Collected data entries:
BEGIN
PR #19522, opened 2023-01-11
docs:cdiwadkar16-patch-1-1 - Updating for parameter spelling errors

cdiwadkar16:
the parameter prepared_rand was incorrectly written as prepare_rand in 2 places. Also changed "detailed" to "detail" in 2 places for grammatical reasons.

### DIFF
--- a/docs/en/14-reference/05-taosbenchmark.md
+++ b/docs/en/14-reference/05-taosbenchmark.md
@@ -92,7 +92,7 @@ taosBenchmark -f <json file>
 
 </details>
 
-## Command-line argument in detailed
+## Command-line argument in detail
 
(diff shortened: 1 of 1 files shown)


sangshuduo:
@cdiwadkar16  thanks for your correction. the source code need to be modified accordingly too. Please notify me if you have similar request in future.

sangshuduo:
> @cdiwadkar16 thanks for your correction. the source code need to be modified accordingly too. Please notify me if you have similar request in future.↳

@cdiwadkar16 sorry my mistake, it's only a mistake in document, the code is correct so no need to modify. Thanks again for your correction.

PR #19543, opened 2023-01-12
create stream and use existing super table

54liuyao:


include/libs/qcom/query.h
```diff
@@ -207,6 +207,12 @@ typedef struct SQueryNodeStat {
   int32_t tableNum;  // vg table number, unit is TSDB_TABLE_NUM_UNIT
 } SQueryNodeStat;
 
+typedef struct SColLocation {
```
hjxilinx, line 210: If we can use the SColumn, instead of whole new struct, as it is not used to transfer message?

hjxilinx (approved):

PR #19592, opened 2023-01-17
fix stackflow on mac

facetosea:


source/os/src/osSysinfo.c
```diff
@@ -18,6 +18,7 @@
 #include "taoserror.h"
 
 #define PROCESS_ITEM 12
+#define uuidLen37 37
```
END
WHAT YOU SHOULD DO:
What is needed here is an exact reproduction of all the entries.

EXERCISE OUTPUT:
PR #19522, opened 2023-01-11
docs:cdiwadkar16-patch-1-1 - Updating for parameter spelling errors

cdiwadkar16:
the parameter prepared_rand was incorrectly written as prepare_rand in 2 places. Also changed "detailed" to "detail" in 2 places for grammatical reasons.

### DIFF
--- a/docs/en/14-reference/05-taosbenchmark.md
+++ b/docs/en/14-reference/05-taosbenchmark.md
@@ -92,7 +92,7 @@ taosBenchmark -f <json file>
 
 </details>
 
-## Command-line argument in detailed
+## Command-line argument in detail
 
(diff shortened: 1 of 1 files shown)


sangshuduo:
@cdiwadkar16  thanks for your correction. the source code need to be modified accordingly too. Please notify me if you have similar request in future.

sangshuduo:
> @cdiwadkar16 thanks for your correction. the source code need to be modified accordingly too. Please notify me if you have similar request in future.↳

@cdiwadkar16 sorry my mistake, it's only a mistake in document, the code is correct so no need to modify. Thanks again for your correction.

PR #19543, opened 2023-01-12
create stream and use existing super table

54liuyao:


include/libs/qcom/query.h
```diff
@@ -207,6 +207,12 @@ typedef struct SQueryNodeStat {
   int32_t tableNum;  // vg table number, unit is TSDB_TABLE_NUM_UNIT
 } SQueryNodeStat;
 
+typedef struct SColLocation {
```
hjxilinx, line 210: If we can use the SColumn, instead of whole new struct, as it is not used to transfer message?

hjxilinx (approved):

PR #19592, opened 2023-01-17
fix stackflow on mac

facetosea:


source/os/src/osSysinfo.c
```diff
@@ -18,6 +18,7 @@
 #include "taoserror.h"
 
 #define PROCESS_ITEM 12
+#define uuidLen37 37
```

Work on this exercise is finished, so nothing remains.